_Work to be completed_
Each line in the entries that has the word "mendaomn" has to be copied.

_Records provided_
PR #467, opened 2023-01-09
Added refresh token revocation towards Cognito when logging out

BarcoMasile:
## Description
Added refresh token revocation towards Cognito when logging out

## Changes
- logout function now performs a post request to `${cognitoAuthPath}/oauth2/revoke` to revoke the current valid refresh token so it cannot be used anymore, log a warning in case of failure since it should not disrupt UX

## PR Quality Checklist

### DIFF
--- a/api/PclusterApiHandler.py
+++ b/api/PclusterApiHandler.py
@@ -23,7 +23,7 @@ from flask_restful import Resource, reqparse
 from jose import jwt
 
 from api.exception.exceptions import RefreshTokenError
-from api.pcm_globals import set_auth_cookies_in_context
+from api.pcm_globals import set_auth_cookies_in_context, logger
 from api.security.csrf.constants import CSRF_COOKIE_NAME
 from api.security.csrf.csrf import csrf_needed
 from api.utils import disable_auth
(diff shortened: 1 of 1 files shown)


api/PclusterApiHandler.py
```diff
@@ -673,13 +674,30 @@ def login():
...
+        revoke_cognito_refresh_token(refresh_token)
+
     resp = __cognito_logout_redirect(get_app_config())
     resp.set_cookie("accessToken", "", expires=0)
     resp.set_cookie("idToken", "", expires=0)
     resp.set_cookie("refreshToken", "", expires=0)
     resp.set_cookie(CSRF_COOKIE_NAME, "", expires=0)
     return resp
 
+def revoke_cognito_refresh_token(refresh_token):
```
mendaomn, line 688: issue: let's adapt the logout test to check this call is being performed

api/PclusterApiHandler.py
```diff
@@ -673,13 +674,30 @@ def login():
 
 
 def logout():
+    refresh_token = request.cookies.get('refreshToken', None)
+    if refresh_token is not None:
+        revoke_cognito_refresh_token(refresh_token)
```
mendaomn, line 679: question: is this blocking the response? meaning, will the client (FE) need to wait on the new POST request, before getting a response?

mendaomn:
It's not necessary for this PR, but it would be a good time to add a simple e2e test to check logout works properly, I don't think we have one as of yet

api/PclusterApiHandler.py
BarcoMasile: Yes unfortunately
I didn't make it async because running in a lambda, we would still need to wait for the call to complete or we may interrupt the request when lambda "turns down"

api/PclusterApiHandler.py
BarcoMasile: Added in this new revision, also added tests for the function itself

_Solution for this exercise_
mendaomn, line 688: issue: let's adapt the logout test to check this call is being performed
mendaomn, line 679: question: is this blocking the response? meaning, will the client (FE) need to wait on the new POST request, before getting a response?
mendaomn:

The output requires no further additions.